■ Your instructions:
Tally up the lines below that contain the word "packages" and give the total alone.

■ Material shown:
Issue #103, opened 2018-08-22
Problems caused by skip() & lokiSkip(): they break other storybook plugins


jacksbox:
`lokiSkip()` and `asyc` are pretty handy functions, but they break other storybook plugins:
e.g. the storyshots plugin, which complains, that `lokiSkip` isn't a function.
this happens because loki just registers this functions when it is configuring storybook.
All other plugins, don't use the loki `config-storybook` and will therefor break.

Please find another possibility to add this functions (just register a normal storybook plugin?) or keep the cli option to exclude stories.

erzhtor:
I'm not sure is it related, but I also faced problem while passing `@storybook/addon-viewport` parameters to `.lokiSkip`.

Example:
```jsx
storiesOf('Card', module)
    .add('default', () => (
        <Card />
    ))
    .lokiSkip('iphone6', () => (
        <Card />
    ), { viewport: { defaultViewport: 'iphone6' }})
```

Parameters are not recognized and both use the same viewport. But using `.add` instead of `.lokiSkip` works as expected and sets viewport according to parameters.

erzhtor:
Any update there?

Tobi-mmt:
I have the same problem. Are there any updates?

## Setup
Node v12.16.2
Loki v0.22.1
Storybook v5.3.13
Storybook addons: `docs`, `viewport`

## Example
```js
storiesOf('Card', module)
    .addParameters({ component: Card })
    .add('default', () => (
        <Card />
    ))
    .lokiSkip('default2', () => (
        <Card />
    ))
```

## What do I expect?
If I start storybook there should be two stories. If I go to the Docs tab in storybook there should be the documentation of all two stories, including the props list of the component on top and the code of each story visible next to each rendered story.
Cod button example in right bottom corner: 
![Bildschirmfoto 2020-07-01 um 09 07 05](https://user-images.githubusercontent.com/14888529/86213632-4d916580-bb7a-11ea-8873-23f456b89be2.png)


## What is really happening?
I can not see the code from the `default2` story, but I can from the `default` story. 
Code button: 
![Bildschirmfoto 2020-07-01 um 09 07 00](https://user-images.githubusercontent.com/14888529/86213660-584bfa80-bb7a-11ea-8915-ef3b9f0328c8.png)


## Suggestions
This looks like `lokiSkip` prevents some functionality of the add-ons. 
It should be possible to pass the whole `add` function through the `lokiSkip` to prevent

Issue #198, opened 2020-01-18
Incompatibility of story names on Storybook 5.3


tassoevan:
This is probably related to #190. From https://github.com/storybookjs/storybook/blob/master/MIGRATION.md#deprecate-displayname-parameter:

> In 5.3, the CSF loader decouples the story's name/id, which means that displayName is no longer necessary. Unfortunately, this is a breaking change for any code that uses the story name field. Storyshots relies on story name, and the appropriate migration is to simply update your snapshots. Apologies for the inconvenience!

In real life, it means no story names containing JavaScript keywords (e.g. `default`, `with`) and camelCase/PascalCase identifiers (e.g. `onHover`) because that story ID diverges from the name.

Issue #190, opened 2019-12-06
CSF stories using the "name" parameter always fail


JohnAlbin:
I have a super simple component which renders perfectly in Storybook 5.2. It uses the CSF format and the "name" parameter so that I can use a different name from the named export name.

```JS
import React from 'react';
import Error from './index';

export default {
  component: Error,
  title: 'Pages/Error',
}

export const Error404 = () => (
  <Error
    statusCode={404}
  />
);
Error404.story = {
  name: '404 Error',
};
```

In CSF, the default name for a story is its exported variable name with spaces inserted before camelcase letters or numbers. In this case it's `Error 404`, but the name I really want is "404 Error" since that's its common terminology. I can't use `export const 404Error` because that is invalid JavaScript. Fortunately, CSF allows you to override the default export name with the `[export var].story.name` parameter.

This option works great inside Storybook. Unfortunately, it causes Loki to fail to make a screenshot saying:
```
      ❯ Pages/Error
        ✖ 404 Error
          → Failed with "Unable to get position of selector "#root > *". Review the `chromeSelector` option and make sure your story doesn't crash.
…
```

JohnAlbin:
Update: I just noticed I have another story with `TODO.story = { name: "@TODO"}` and that renders fine with Loki.

So perhaps its the use of a space in the name that cause Loki to fail?

PR #228, opened 2020-04-02
Support skip via story parameters

### LINKED ISSUE #176: No way to skip a story using CSF (Storybook 5.2)
When writing stories using the [CSF format](https://storybook.js.org/docs/formats/component-story-format/), there is no way to mark a single story to be skipped. Ideally, a parameter would be neat:

```
export const componentVariation = () => <MyComponent prop1={val1} />;
componentVariation.story = {
  parameters: { skipLoki: true },
};
```

oblador:
This PR moves the configuration of skipping individual stories to the story `parameter` field, deprecating the `lokiSkip` method. Additionally it drops the deprecated use of `kind+story` combination and uses the `id` introduced in SB 5. 

Fixes #176 #190 #198

**This is a breaking change**, dropping support for storybook prior to version 5.0 which was released about one year ago. It is probably possible to keep backwards support, but it would be a bit messy and would have to rely on heuristics.


examples/react/src/stories/index.stories.js
```diff
@@ -17,9 +17,11 @@ import FetchComponent from '../FetchComponent';
 import ZeroHeightWithPadding from '../ZeroHeightWithPadding';
 import Hover from '../Hover';
 
-storiesOf('Welcome', module).lokiSkip('to Storybook', () => (
-  <Welcome showApp={linkTo('Button')} />
-));
+storiesOf('Welcome', module)
+  .lokiSkip('to Storybook', () => <Welcome showApp={linkTo('Button')} />)
```
techeverri, line 21: So `lokiSkip` will continue to exist and behave like `add`?

packages/integration-core/src/decorate-storybook.js
```diff
@@ -8,23 +8,23 @@ let warnedAsyncDeprecation = false;
...
-  function wrapWithSkipStory(add, kind, isDeprecatedCall) {
-    return function skipStory(story, storyFn, parameters) {
-      if (isDeprecatedCall && !warnedSkipDeprecation) {
+  function wrapWithSkipStory(add) {
+    return function skipStory(story, storyFn, parameters = {}) {
+      if (!warnedSkipDeprecation) {
         warnedSkipDeprecation = true;
         console.warn(
-          '[DEPRECATED] `.add.skip(...)` is deprecated. Please use `.lokiSkip(...)` instead.'
+          '[DEPRECATED] `.add.skip(...)` and `.lokiSkip(...)` are deprecated. Please pass `{ loki: { skip: true } }` in the third parameter instead.'
```
techeverri, line 17: Nice warning! 💯

examples/react/src/stories/index.stories.js
oblador: Yeah, i'll add warnings for now and remove it some time in the future.

examples/react/src/stories/csf.stories.js
```diff
@@ -0,0 +1,31 @@
+import React from 'react';
+
+import { storiesOf } from '@storybook/react';
+import { linkTo } from '@storybook/addon-links';
```
techeverri, line 4: Does the example need these 2 imports? 🤔

oblador: Fixed!

Tobi-mmt:
@oblador this will probably also close #103 – if we use the parameters instead of `skip()` – since the stories are filtered by there parameters without an blocking, extra function.

I am excited for this update 🥳

johannespfeiffer:
Here too 😄 
Any eta for this update?

PR #241, opened 2020-06-03
Make blinking input carets transparent to avoid flakiness

oblador:
Will still preserve focused styling if one wants to test that.


techeverri:
Does it work in all platforms (iOS, Android and web)?

oblador:
This is browser only unfortunately :-(

donaldpipowitch:
Oh that is wonderful. Can't wait for a new release 😻

PR #246, opened 2020-06-16
Add isLokiRunning()

oblador:
This PR adds a new package `@loki/is-loki-running` with a function that returns `true` during a test run, otherwise `false`. This is useful to disable things causing flakiness, such as JavaScript animations that aren't automatically disabled by loki. 

Improves #110 and fixes #111.


packages/is-loki-running/src/index.native.js
```diff
@@ -0,0 +1,4 @@
+module.exports = function isLokiRunning(win = global) {
+  // eslint-disable-next-line no-underscore-dangle
```
techeverri, line 2: This comment doesn't seem to apply to the line below

packages/is-loki-running/src/index.web.js
```diff
@@ -0,0 +1,6 @@
+/* eslint-env browser */
+
+module.exports = function isLokiRunning(win = window) {
+  // eslint-disable-next-line no-underscore-dangle
```
techeverri, line 4: This comment doesn't seem to apply to the line below

packages/is-loki-running/src/index.native.js
oblador: Fixed in https://github.com/oblador/loki/commit/472067f089525ef163acc31dc00a0311bca9c4d5

PR #247, opened 2020-06-22
Fix loki global check for React Native

levibuzolic:
It appears that the `global.loki` check added in #246 is incorrect and should instead be trying to create the `global.loki` only if it's not already defined.

This is currently causing a error preventing React Native tests from running at all as the line immediately after the if statement will try and assign `global.loki.isRunning = true;` while `global.loki` is undefined.


oblador:
Thanks!

oblador:
Released in [0.22.1](https://github.com/oblador/loki/releases/tag/v0.22.1).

■ Solution:
4